● **Brief**
Scan the data below and copy each line where "step" occurs.

Saved entries
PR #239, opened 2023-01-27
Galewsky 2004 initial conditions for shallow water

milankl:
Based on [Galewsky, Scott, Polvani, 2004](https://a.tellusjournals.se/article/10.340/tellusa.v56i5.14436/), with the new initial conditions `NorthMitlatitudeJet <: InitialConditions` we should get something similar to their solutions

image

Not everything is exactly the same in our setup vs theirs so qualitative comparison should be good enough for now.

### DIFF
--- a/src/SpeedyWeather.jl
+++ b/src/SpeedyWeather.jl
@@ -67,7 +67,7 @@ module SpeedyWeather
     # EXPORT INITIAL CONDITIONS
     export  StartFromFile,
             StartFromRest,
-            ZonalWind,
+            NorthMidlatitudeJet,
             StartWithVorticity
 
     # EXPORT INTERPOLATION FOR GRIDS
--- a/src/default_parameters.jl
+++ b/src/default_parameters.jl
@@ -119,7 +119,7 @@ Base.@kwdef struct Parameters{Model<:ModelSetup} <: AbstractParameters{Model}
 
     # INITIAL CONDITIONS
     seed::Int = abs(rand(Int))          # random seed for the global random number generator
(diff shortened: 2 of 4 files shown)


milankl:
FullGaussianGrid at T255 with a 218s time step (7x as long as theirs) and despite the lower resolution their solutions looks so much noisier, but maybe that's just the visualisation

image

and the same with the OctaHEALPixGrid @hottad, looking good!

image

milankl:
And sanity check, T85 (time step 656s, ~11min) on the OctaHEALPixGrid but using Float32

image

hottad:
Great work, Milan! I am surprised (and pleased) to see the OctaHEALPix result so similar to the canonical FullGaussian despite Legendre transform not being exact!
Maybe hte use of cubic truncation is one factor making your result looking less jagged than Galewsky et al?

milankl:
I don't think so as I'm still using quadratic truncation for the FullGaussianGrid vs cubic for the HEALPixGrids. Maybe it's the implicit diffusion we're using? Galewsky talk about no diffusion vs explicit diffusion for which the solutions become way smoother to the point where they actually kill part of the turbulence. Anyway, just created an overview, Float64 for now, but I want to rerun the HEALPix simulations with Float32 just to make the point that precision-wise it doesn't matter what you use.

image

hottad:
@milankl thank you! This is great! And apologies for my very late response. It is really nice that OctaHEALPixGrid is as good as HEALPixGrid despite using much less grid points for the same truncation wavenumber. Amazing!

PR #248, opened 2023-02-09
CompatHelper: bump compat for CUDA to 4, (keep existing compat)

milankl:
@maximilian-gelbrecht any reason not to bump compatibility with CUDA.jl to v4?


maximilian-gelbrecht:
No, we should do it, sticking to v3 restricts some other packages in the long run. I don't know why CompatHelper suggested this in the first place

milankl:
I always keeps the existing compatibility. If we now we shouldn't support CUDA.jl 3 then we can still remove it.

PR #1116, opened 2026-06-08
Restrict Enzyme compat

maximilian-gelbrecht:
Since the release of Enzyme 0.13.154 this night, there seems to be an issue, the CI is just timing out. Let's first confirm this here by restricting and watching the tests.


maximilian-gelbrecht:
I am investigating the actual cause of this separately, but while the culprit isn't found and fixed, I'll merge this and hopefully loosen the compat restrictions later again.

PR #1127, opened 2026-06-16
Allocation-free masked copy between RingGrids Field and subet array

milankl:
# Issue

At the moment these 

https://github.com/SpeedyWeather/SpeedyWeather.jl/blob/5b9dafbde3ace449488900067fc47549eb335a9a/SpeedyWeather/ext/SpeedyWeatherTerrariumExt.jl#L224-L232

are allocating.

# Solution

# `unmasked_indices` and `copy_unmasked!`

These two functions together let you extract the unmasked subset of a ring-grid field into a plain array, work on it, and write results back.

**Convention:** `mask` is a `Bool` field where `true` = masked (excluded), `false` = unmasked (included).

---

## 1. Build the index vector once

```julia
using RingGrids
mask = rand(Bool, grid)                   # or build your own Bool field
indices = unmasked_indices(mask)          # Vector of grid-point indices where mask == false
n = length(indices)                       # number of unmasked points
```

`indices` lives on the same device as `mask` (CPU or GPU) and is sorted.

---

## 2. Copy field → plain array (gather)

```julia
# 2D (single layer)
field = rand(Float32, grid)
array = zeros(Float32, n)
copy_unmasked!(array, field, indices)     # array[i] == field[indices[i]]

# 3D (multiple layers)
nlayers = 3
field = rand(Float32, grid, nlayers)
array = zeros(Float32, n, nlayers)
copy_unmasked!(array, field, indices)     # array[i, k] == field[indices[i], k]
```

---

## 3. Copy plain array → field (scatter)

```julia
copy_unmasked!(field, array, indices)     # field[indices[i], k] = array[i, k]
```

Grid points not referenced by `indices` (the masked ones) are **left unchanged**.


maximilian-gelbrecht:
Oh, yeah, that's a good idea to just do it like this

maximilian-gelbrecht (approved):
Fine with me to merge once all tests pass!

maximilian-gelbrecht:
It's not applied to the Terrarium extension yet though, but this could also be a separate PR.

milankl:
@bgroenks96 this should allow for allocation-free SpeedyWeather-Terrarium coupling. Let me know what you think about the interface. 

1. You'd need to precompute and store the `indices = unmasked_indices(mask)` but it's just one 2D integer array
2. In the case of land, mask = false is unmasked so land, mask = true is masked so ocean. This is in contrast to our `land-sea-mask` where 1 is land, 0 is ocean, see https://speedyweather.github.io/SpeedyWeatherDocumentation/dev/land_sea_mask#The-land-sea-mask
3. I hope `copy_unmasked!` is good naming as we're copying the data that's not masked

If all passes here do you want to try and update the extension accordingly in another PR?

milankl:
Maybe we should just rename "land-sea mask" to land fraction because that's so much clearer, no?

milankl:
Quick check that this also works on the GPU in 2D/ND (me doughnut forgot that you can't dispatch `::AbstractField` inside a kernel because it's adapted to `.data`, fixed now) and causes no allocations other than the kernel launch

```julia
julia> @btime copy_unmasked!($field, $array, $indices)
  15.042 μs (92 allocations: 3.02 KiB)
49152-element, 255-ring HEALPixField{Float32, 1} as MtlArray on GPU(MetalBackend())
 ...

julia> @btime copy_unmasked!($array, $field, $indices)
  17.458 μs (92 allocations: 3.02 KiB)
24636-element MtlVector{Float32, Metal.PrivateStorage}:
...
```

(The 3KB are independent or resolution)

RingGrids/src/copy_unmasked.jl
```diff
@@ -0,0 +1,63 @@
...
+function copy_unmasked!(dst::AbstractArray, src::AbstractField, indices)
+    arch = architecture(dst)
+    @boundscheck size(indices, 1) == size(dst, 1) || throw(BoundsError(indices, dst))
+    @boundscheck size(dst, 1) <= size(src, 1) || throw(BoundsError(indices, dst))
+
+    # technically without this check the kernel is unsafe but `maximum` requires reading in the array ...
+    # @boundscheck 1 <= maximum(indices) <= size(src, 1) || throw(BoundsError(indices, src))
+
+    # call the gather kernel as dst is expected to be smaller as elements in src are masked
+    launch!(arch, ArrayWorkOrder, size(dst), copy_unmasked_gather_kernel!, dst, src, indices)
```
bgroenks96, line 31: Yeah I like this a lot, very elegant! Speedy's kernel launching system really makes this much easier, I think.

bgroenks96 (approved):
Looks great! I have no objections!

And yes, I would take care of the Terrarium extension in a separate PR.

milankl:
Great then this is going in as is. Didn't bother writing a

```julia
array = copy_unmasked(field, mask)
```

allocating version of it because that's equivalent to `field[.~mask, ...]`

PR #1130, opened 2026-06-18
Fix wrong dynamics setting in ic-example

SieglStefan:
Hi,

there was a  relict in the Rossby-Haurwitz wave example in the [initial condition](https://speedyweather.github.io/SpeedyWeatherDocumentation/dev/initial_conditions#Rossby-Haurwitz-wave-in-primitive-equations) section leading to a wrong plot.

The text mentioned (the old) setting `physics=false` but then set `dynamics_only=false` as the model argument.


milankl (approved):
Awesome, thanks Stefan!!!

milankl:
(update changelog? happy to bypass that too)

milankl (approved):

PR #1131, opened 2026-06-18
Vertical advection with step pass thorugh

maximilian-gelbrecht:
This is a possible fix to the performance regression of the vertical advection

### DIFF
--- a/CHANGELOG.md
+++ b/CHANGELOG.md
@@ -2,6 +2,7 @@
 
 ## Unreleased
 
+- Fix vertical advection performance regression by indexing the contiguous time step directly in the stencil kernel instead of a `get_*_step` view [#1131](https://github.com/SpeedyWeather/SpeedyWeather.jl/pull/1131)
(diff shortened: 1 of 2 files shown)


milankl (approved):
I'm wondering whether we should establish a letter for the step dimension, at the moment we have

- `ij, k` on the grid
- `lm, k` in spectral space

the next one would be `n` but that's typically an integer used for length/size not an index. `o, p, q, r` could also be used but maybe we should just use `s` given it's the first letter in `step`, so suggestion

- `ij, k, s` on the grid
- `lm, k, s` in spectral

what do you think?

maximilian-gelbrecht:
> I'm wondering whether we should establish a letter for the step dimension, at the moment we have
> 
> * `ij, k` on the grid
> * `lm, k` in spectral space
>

● **Reply to the exercise**
FullGaussianGrid at T255 with a 218s time step (7x as long as theirs) and despite the lower resolution their solutions looks so much noisier, but maybe that's just the visualisation
And sanity check, T85 (time step 656s, ~11min) on the OctaHEALPixGrid but using Float32
Vertical advection with step pass thorugh
+- Fix vertical advection performance regression by indexing the contiguous time step directly in the stencil kernel instead of a `get_*_step` view [#1131](https://github.com/SpeedyWeather/SpeedyWeather.jl/pull/1131)
I'm wondering whether we should establish a letter for the step dimension, at the moment we have
the next one would be `n` but that's typically an integer used for length/size not an index. `o, p, q, r` could also be used but maybe we should just use `s` given it's the first letter in `step`, so suggestion
> I'm wondering whether we should establish a letter for the step dimension, at the moment we have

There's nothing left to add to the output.